L’Italia ai nastri di partenza
Dal 2020 in Italia entra in vigore la web tax (o digital) così come previsto dal Dl Fiscale allegato alla Manovra 2020: secondo le stime del governo la misura frutterà all’Erario circa 700 milioni di euro all’anno, in rialzo rispetto a quanto previsto dalla prima relazione tecnica che parlava di 600 milioni.
“Dal punto di vista finanziario, anche se la misura ricalca la misura introdotta dalla legge n. 145/2018 (manovra 2019; Ndr) rendendola operativa, appare necessario tener conto che le attività imponibili in questione sono caratterizzate da un forte sviluppo annuale – si legge nella nuova realazione tecnica allegata alla Manovra- Pertanto, rivedendo la stima originaria che stimava un recupero di gettito di 600 milioni di euro annui e che faceva riferimento allanno 2019, è stata ristimata la misura partendo da dati più recenti In base ai dati della relazione annuale 2019 Agcom il tasso di crescita annuale medio della pubblicità online dal 2015 al 2018 è stato del 18% e si ritiene che tale tasso di crescita rappresenti un utile riferimento anche per levoluzione delle altre componenti della base imponibile. Applicando pertanto tale crescita annuale alla stima di gettito del 2019 si ottiene una stima complessiva di gettito di 708 milioni su base annua”. Lo si legge nella nuova relazione tecnica alla norma sulla digital tax (web tax) contenuta nell’ultima bozza di decreto Fiscale, di cui Public Policy ha preso visione”.
La relazione tecnica della precedente bozza affermava invece che “le modifiche, essendo apportate solo al fine di rendere direttamente applicabili le disposizioni inerenti limposta sui servizi digitali e di non subordinarne quindi lattuazione allemanazione di un successivo provvedimento, non comportano ulteriori effetti rispetto a quelli già stimati in sede di relazione tecnica alla norma originaria contenuta nella legge n. 145/2018, la quale indica un gettito atteso di circa 600 milioni di euro su base annua”.
Cosa prevede la web tax
L’imposta sui servizi digitali prevede un’aliquota del 3% sui ricavi da applicare ai soggetti che prestano servizi digitali e che hanno un ammontare complessivo di ricavi non inferiore a 750 milioni e un ammontare di ricavi derivanti dalla prestazione di servizi digitali non inferiore a 5,5 milioni. Le soglie vanno calcolate rispetto ai ricavi conseguiti l’anno precedente; l’esigibilità dell’imposta è prevista a fine 2020; introdotta un’eventuale sunset clause, cioé l’imposta resta in vigore fino all’attuazione delle disposizioni che deriveranno da accordi raggiunti nelle sedi internazionali.

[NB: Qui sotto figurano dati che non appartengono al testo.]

PR #1001, opened 2019-03-01
Improve CloudWatch metric lag handling

zimmermatt:
This is the first of potentially multiple commits to improve handling
of CloudWatch metric lag. This first commit makes the time range of
the query configurable and adds a metric to track the age (in
CloudWatch periods) of the latest datapoint returned. This will enable
assessing the distribution of ages across the namespaces and metrics
collected. Those data will influence the approach for datapoints that
are older than Atlas will accept.

### DIFF
--- a/atlas-poller-cloudwatch/src/main/scala/com/netflix/atlas/cloudwatch/CloudWatchPoller.scala
+++ b/atlas-poller-cloudwatch/src/main/scala/com/netflix/atlas/cloudwatch/CloudWatchPoller.scala
@@ -21,6 +21,7 @@ import java.util.Date
 import java.util.concurrent.TimeUnit
 import java.util.concurrent.atomic.AtomicLong
 import java.util.concurrent.atomic.AtomicReference
+import java.util.function.LongFunction
 
 import akka.actor.Actor
 import akka.actor.ActorRef
@@ -37,7 +38,9 @@ import com.amazonaws.services.cloudwatch.model.StandardUnit
 import com.github.benmanes.caffeine.cache.Caffeine
 import com.netflix.atlas.poller.Messages
 import com.netflix.spectator.api.Functions
+import com.netflix.spectator.api.Id
 import com.netflix.spectator.api.Registry
+import com.netflix.spectator.api.histogram.BucketCounter
 import com.netflix.spectator.api.patterns.PolledMeter
 import com.typesafe.config.Config
 import com.typesafe.scalalogging.StrictLogging
@@ -86,7 +89,17 @@ class CloudWatchPoller(config: Config, registry: Registry, client: AmazonCloudWa
   // Child actor for getting the data for a metric. This will do the call using the
   // AWS SDK which is blocking and should be run in an isolated dispatcher.
   private val metricsGetRef =
-    context.actorOf(FromConfig.props(Props(new GetMetricActor(client))), "metrics-get")
+    context.actorOf(
+      FromConfig.props(
+        Props(
+          classOf[GetMetricActor],
+          client,
+          registry,
+          buildBucketCounterCache(registry, categories)
+        )
+      ),
+      "metrics-get"
+    )
 
   // Throttler to control the rate of get metrics calls in order to stay within AWS SDK limits.
   private val throttledMetricsGetRef = Source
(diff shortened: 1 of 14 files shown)


atlas-poller-cloudwatch/src/main/scala/com/netflix/atlas/cloudwatch/GetMetricActor.scala
```diff
@@ -53,11 +68,31 @@ class GetMetricActor(client: AmazonCloudWatch) extends Actor with StrictLogging
...
     }
   }
+
+  /**
+    * Record how many periods back from now the latest returned datapoint is. Though not perfect,
+    * this will give a reasonable approximation of data latency across the collected metrics.
+    */
+  private def recordLag(now: Instant, maybeTimestamp: Option[Date], m: MetricMetadata): Unit = {
+    val mostRecentDatapointTimestamp = maybeTimestamp.map(_.toInstant).getOrElse(Instant.EPOCH)
+    val lagDuration = Duration.between(mostRecentDatapointTimestamp, now)
```
brharrington: Why does this compare to now? Since there is an offset applied to the end time for the data being fetched it isn't really recording the lag in cloudwatch unless it happens to be slower than our configured offset. A better option might be to always fetch the data with an end time of now and use the latest value received for measuring the lag, but use the latest according to the offset as the datapoint value.

atlas-poller-cloudwatch/src/main/scala/com/netflix/atlas/cloudwatch/GetMetricActor.scala
```diff
@@ -53,11 +68,31 @@ class GetMetricActor(client: AmazonCloudWatch) extends Actor with StrictLogging
...
+
+    val lagSeconds = lagDuration.toMillis / 1000L
+    val periodLag = lagSeconds / m.category.period
+    val id = basePeriodLagId
+      .withTag("cwMetricName", m.definition.name)
+      .withTag("cwNamespace", m.category.namespace)
+      .withTag("periodSeconds", m.category.period.toString)
```
brharrington: Since this the period is fixed in the config, is it really needed on the metric?

atlas-poller-cloudwatch/src/main/scala/com/netflix/atlas/cloudwatch/CloudWatchPoller.scala
```diff
@@ -288,6 +301,41 @@ object CloudWatchPoller {
     cls.getConstructor(classOf[Config]).newInstance(cfg).asInstanceOf[Tagger]
   }
 
+  val PeriodLagIdName: String = "atlas.cloudwatch.periodLag"
+
+  private def buildBucketCounterCache(
```
brharrington: It seems like a basic distribution summary of the period count would be a lot more straightforward.

atlas-poller-cloudwatch/src/main/scala/com/netflix/atlas/cloudwatch/GetMetricActor.scala
zimmermatt: Good point. This is a bit of bias sneaking in. All of the metrics I've ad-hoc analyzed thus far have been _at least _ 2 periods late, so I didn't bother with that additional complexity. Fundamentally, however, you're right. To get the best accuracy, I should either compare against the offset or get all data for the lag calculation.

I'll post an update in a bit.

atlas-poller-cloudwatch/src/main/scala/com/netflix/atlas/cloudwatch/GetMetricActor.scala
zimmermatt: I anticipate needing to use graphs of this to communicate the issues I'm seeing to a variety of stakeholders. The overall dimensionality is relatively low, so I'm favoring ease and understanding over redundancy. Having that dimension directly associated will ease creating those graphs and enable others to explore the data with better understanding even without a lot of pre-existing context. We can always remove it later, once no longer useful.

atlas-poller-cloudwatch/src/main/scala/com/netflix/atlas/cloudwatch/CloudWatchPoller.scala
zimmermatt: Given the communication needs, I want to have the specificity this offers.

Issue #1002, opened 2019-03-06
Import additional RDS/Aurora cloudwatch metrics


asher:
Please add the following Aurora specific cloudtrail metrics to the list of RDS metrics imported to atlas:

`AuroraReplicaLag`
`AuroraReplicaLagMaximum`
`FreeLocalStorage`

zimmermatt:
`FreeLocalStorage` is already available as `aws.rds.diskFree`.

https://github.com/Netflix/atlas/blob/master/atlas-poller-cloudwatch/src/main/resources/rds.conf#L32-L34

PR #1003, opened 2019-03-07
Collect additional aurora replica metrics

zimmermatt:
Add collection of `AuroraReplicaLag` and `AuroraReplicaLagMaximum`
(issue #1002).

### DIFF
--- a/atlas-poller-cloudwatch/src/main/resources/rds.conf
+++ b/atlas-poller-cloudwatch/src/main/resources/rds.conf
@@ -64,6 +64,34 @@ atlas {
           name = "ReplicaLag"
           alias = "aws.rds.replicaLag"
           conversion = "max"
+          tags = [
+            {
+              key = "engine"
+              value = "other"
+            }
+          ]
+        },
+        {
+          name = "AuroraReplicaLag"
+          alias = "aws.rds.replicaLag"
+          conversion = "max"
+          tags = [
+            {
+              key = "engine"
+              value = "aurora"
+            }
+          ]
+        },
+        {
+          name = "AuroraReplicaLagMaximum"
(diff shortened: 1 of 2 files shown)


atlas-poller-cloudwatch/src/main/resources/rds.conf
```diff
@@ -64,6 +64,34 @@ atlas {
...
+            {
+              key = "engine"
+              value = "other"
+            }
+          ]
+        },
+        {
+          name = "AuroraReplicaLag"
+          alias = "aws.rds.replicaLag"
+          conversion = "max"
```
brharrington: According to the docs these are in milliseconds, they should get normalized to a base unit of seconds. Not sure why they are so inconsistent with units, `ReplicaLag` and `AuroraBinlogReplicaLag` are in seconds.

zimmermatt: The `Unit` in the datapoints come back as `Milliseconds`, so the normalization is already handled.

Added a test to ensure this.

Example responses:
```
{
    "Label": "AuroraReplicaLag",
    "Datapoints": [
        {
            "Timestamp": "2019-03-07T18:32:00Z",
            "SampleCount": 1.0,
            "Sum": 15.867,
            "Minimum": 15.867,
            "Maximum": 15.867,
            "Unit": "Milliseconds"
        }
    ]
}
```
```
{
    "Label": "AuroraReplicaLagMaximum",
    "Datapoints": [
        {
            "Timestamp": "2019-03-07T18:33:00Z",
            "SampleCount": 1.0,
            "Sum": 20.312999725341797,
            "Minimum": 20.312999725341797,
            "Maximum": 20.312999725341797,
            "Unit": "Milliseconds"
        }
    ]
}
```

Issue #1005, opened 2019-03-15
Missing aws lambda metrics


JonathanBond:
Could you please add the aws lambda metrics IteratorAge, DeadLetterErrors, ConcurrentExecution and UnreservedConcurrentExecutions.  Thanks, JB

zimmermatt:
Discussed with @JonathanBond. He's going to set up a sample, so we can verify the dimensions on these.

bondj:
DeadLetterErrors is {
    "view": "timeSeries",
    "stacked": false,
    "metrics": [
        [ "AWS/Lambda", "DeadLetterErrors", "FunctionName", "multiRegion-function1-prod-prod", "Resource", "multiRegion-function1-prod-prod:$LATEST" ]
    ],
    "region": "us-east-1"
}

PR #1008, opened 2019-03-27
Collect additional lambda metrics

zimmermatt:
Add collection of
* `ConcurrentExecutions`
* `UnreservedConcurrentExecutions`
* `DeadLetterErrors`
* `IteratorAge`

Issue #1005

### DIFF
--- a/atlas-poller-cloudwatch/src/main/resources/lambda.conf
+++ b/atlas-poller-cloudwatch/src/main/resources/lambda.conf
@@ -7,6 +7,36 @@ atlas {
       namespace = "AWS/Lambda"
       period = 1m
 
+      metrics = [
+        {
+          name = "ConcurrentExecutions"
+          alias = "aws.lambda.concurrentExecutions"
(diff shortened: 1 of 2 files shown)


atlas-poller-cloudwatch/src/main/resources/lambda.conf
```diff
@@ -7,32 +7,72 @@ atlas {
       namespace = "AWS/Lambda"
       period = 1m
 
+      metrics = [
+        {
+          name = "ConcurrentExecutions"
+          alias = "aws.lambda.concurrentExecutions"
+          conversion = "sum,rate"
```
brharrington: This doesn't seem like it should be a rate. A gauge seems more appropriate.

zimmermatt: Yeah. Re-reading the docs, I agree. I read too much into "count" as the unit.

PR #1010, opened 2019-03-28
Fix lambda config

zimmermatt:
The code that loads `MetricCategory` instances from the config expects
the `dimension` field, even if it's empty. This was causing the service
to silently fail.

In addition to fixing the `lambda` config, I've added tests that load
the production config to improve the chances we'll catch this at build
time. I've also added logging, so the problem will be evident in the
logs.

### DIFF
--- a/atlas-poller-cloudwatch/src/main/scala/com/netflix/atlas/cloudwatch/CloudWatchPoller.scala
+++ b/atlas-poller-cloudwatch/src/main/scala/com/netflix/atlas/cloudwatch/CloudWatchPoller.scala
@@ -266,7 +266,7 @@ class CloudWatchPoller(config: Config, registry: Registry, client: AmazonCloudWa
   }
 }
 
-object CloudWatchPoller {
+object CloudWatchPoller extends StrictLogging {
 
   case object Flush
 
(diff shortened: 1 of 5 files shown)


atlas-poller-cloudwatch/src/main/scala/com/netflix/atlas/cloudwatch/CloudWatchPoller.scala
```diff
@@ -286,19 +286,31 @@ object CloudWatchPoller {
...
-      val cfg = config.getConfig(s"atlas.cloudwatch.$name")
-      MetricCategory.fromConfig(cfg)
+    val categories = try {
+      config.getStringList("atlas.cloudwatch.categories").asScala.map { name =>
+        val cfg = config.getConfig(s"atlas.cloudwatch.$name")
+        MetricCategory.fromConfig(cfg)
+      }
+    } catch {
+      case t: Throwable =>
+        logger.error("Problem loading categories", t)
```
brharrington: I think a better solution here is to to it in the supervision strategy for the manager so that anything that causes the initialization to fail would get logged. See #1011.

zimmermatt: agreed.

PR #1012, opened 2019-03-29
Ensure git tags are available for build

zimmermatt:
`git fetch --unshallow` was being used to get tags to set the artifact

Per quanto riguarda l’identificazione del criterio in base al quale “il dispositivo dell’utente si considera utilizzato nel territorio dello Stato, va fatto riferimento principalmente all’indirizzo di protocollo internet (Ip) del dispositivo stesso o ad altro sistema di geolocalizzazione”. L’imposta resta in vigore fino “all’attuazione delle disposizioni che deriveranno da accordi raggiunti nelle sedi internazionali in materia di tassazione dell’economia digitalizzata”.
La tassa dovrà essere versata “entro il 16 marzo”, mentre “la presentazione della dichiarazione annuale dell’ammontare dei servizi tassabili forniti” dovrà avvenire “entro il 30 giugno dello stesso anno”.
“L’Italia è da tempo impegnata a formulare in sede Ocse, assieme a tutti i Paesi europei, un’ipotesi di provvedimento sulla web tax che risponda alle esigenze di tutti gli Stati coinvolti – ha spiegato in un’intervista a Il Fatto il premier, Giuseppe Conte – Per il nostro Paese si tratta di una misura importante per garantire l’equità e la giustizia tributaria, ma stiamo partecipando in tutte le opportune sedi internazionali a un negoziato con gli Stati Uniti per trovare una soluzione condivisa”.